While the first students enrolled at Ursinus were almost exclusively Pennsylvanians, today the school's 1,780 students come from 25 states and 15 countries. Eight percent are African American, 3% are Latino/a, and 2% are international students. The school has a 12:1 student/faculty ratio.[9]
The 170-acre (0.69 km2) campus is 25 miles (40 km) northwest of Philadelphia, Pennsylvania, and is also within three hours’ driving distance of New York City, Baltimore, Maryland and Washington, DC. Notable facilities at Ursinus include the Phillip and Muriel Berman Museum of Art, the Walter W. Marstellar Memorial Observatory, and the Kaleidoscope Performing Arts Center, which opened in April 2005 with a performance by jazz legend Wynton Marsalis.
The college's Myrin Library has an extensive Pennsylvania German archive and is one of three government repositories in Montgomery County.
In the immediate years following its founding, there were no organized athletics at Ursinus College. Baseball matches held against neighboring towns, hiking along the Perkiomen Creek and in nearby Valley Forge, and skating, bathing and boating in the Perkiomen were popular pastimes for students. Students first organized a tennis club in 1888, and intercollegiate baseball began with play against Swarthmore College, Haverford College, and Muhlenberg College in 1890. The college's first football team was also fielded in 1890.

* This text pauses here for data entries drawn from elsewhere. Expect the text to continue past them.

PR #2847, opened 2022-10-11
Fix leaks in DPS enrollment tests

drwill-ms:
Fix enrollment leaks in DPS tests.

For the most part, the action wasn't happening inside the `try`, or the cleanup wasn't happening inside the `finally`.

### DIFF
--- a/e2e/test/provisioning/ProvisioningServiceClientE2ETests.cs
+++ b/e2e/test/provisioning/ProvisioningServiceClientE2ETests.cs
@@ -213,7 +213,10 @@ namespace Microsoft.Azure.Devices.E2ETests.Provisioning
             }
             finally
             {
-                await DeleteCreatedEnrollmentAsync(EnrollmentType.Individual, individualEnrollment.RegistrationId, null, Logger);
+                if (individualEnrollment != null)
+                {
+                    await DeleteCreatedEnrollmentAsync(EnrollmentType.Individual, individualEnrollment.RegistrationId, null, Logger);
+                }
             }
         }
 
@@ -268,7 +271,10 @@ namespace Microsoft.Azure.Devices.E2ETests.Provisioning
             }
             finally
             {
-                await DeleteCreatedEnrollmentAsync(EnrollmentType.Group, null, enrollmentGroup.EnrollmentGroupId, Logger);
+                if (enrollmentGroup != null)
+                {
+                    await DeleteCreatedEnrollmentAsync(EnrollmentType.Group, null, enrollmentGroup.EnrollmentGroupId, Logger);
+                }
             }
         }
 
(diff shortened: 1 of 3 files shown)


e2e/test/provisioning/ProvisioningServiceClientE2ETests.cs
```diff
@@ -159,21 +159,23 @@ public async Task ProvisioningServiceClient_GetIndividualEnrollmentAttestation(A
...
-                    null,
-                    null,
-                    null,
-                    Logger)
-                .ConfigureAwait(false);
+            IndividualEnrollment individualEnrollment = null;
 
             try
             {
+                individualEnrollment = await CreateIndividualEnrollmentAsync(
```
timtay-microsoft, line 166: Why is this moved into the try block? If this call fails, then there is nothing to cleanup, right?

e2e/test/provisioning/ReprovisioningE2ETests.cs
```diff
@@ -936,9 +949,9 @@ public static void CleanupCertificates()
             {
                 s_x509CertificatesFolder.Delete(true);
             }
-            catch (Exception)
+            catch (Exception ex)
             {
-                // In case of an exception, silently exit. All systems images on Microsoft hosted agents will be cleaned up by the system.
+                Console.Write($"Client certificate cleanup failed due to {ex}");
```
timtay-microsoft, line 954: Logger?

e2e/test/provisioning/ProvisioningServiceClientE2ETests.cs
drwill-ms: In some cases I found, the code that creates it has checks and may fail. So, we just want to be sure we clean it up.

e2e/test/provisioning/ReprovisioningE2ETests.cs
drwill-ms: ClassCleanup is static and no access to the logger. :(

e2e/test/provisioning/ProvisioningServiceClientE2ETests.cs
drwill-ms: I checked this one, and it doesn't, but I think it is safe to keep it in here. We check for null, just in case.

drwill-ms: Adding the null check, because it wasn't actually done in this case.

e2e/test/provisioning/ReprovisioningE2ETests.cs
timtay-microsoft: That's a shame, but fair enough.

timtay-microsoft (approved):

drwill-ms:
Only custom allocation policy DPS tests failed (expected), so merging.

A field house with shower and locker facilities was first built in 1909, and a "field cage" with facilities for indoor basketball practice was built behind the field house in 1910.
The school is now a member of the Centennial Conference, founded in 1992 by eleven selective colleges in the mid-Atlantic region, including McDaniel, Washington, Bryn Mawr, Dickinson, Haverford, Franklin and Marshall, Gettysburg, Muhlenberg, and Swarthmore. Ursinus' athletic teams regularly place regionally and nationally; Its field hockey team was the 2006 National Champion for NCAA Division III. The team earned spots in the national championship game three times before, between 1975-77, as a Division I program, and the United States Field Hockey Hall of Fame's permanent home is at the college.
In the fall of 2001, Ursinus students started a men's rugby team/club called the Bearcox. The Bearcox is a member of the Eastern Pennsylvania Rugby Union (EPRU) and of USA Rugby. They play in Division III and their practice field is located on Hunsberger Farm.[10]. The Women's Rugby Club, also a member of the EPRU and USA Rugby, has enjoyed successes, winning back-to-back divisional championship titles in 2005 and 2006, resulting in the team being promoted to Division II. Rugby is becoming a dominant sport at Ursinus, recruitment doubling in the last two years.
The college was well-known for many years for its Patterson Field endzone, in which a large sycamore tree grew undisturbed. Ripley's Believe it or Not featured the famous tree for being the only one on an active field of athletic play,[5] and the seclusion "of the tree at night for generations afforded lovers a trysting place. Greek organizations initiated pledges into their mysteries under its branches."[6] A new sycamore, growing since 1984 from a seedling taken from the old tree, now stands nearby.[7]
In 1974, the NCAA Award of Valor was presented to the 1973 basketball team. Every member of the team had entered a burning building, with their combined efforts leading to the rescue of 14 persons.
Ursinus is the home of the USA Field Hockey Hall of Fame.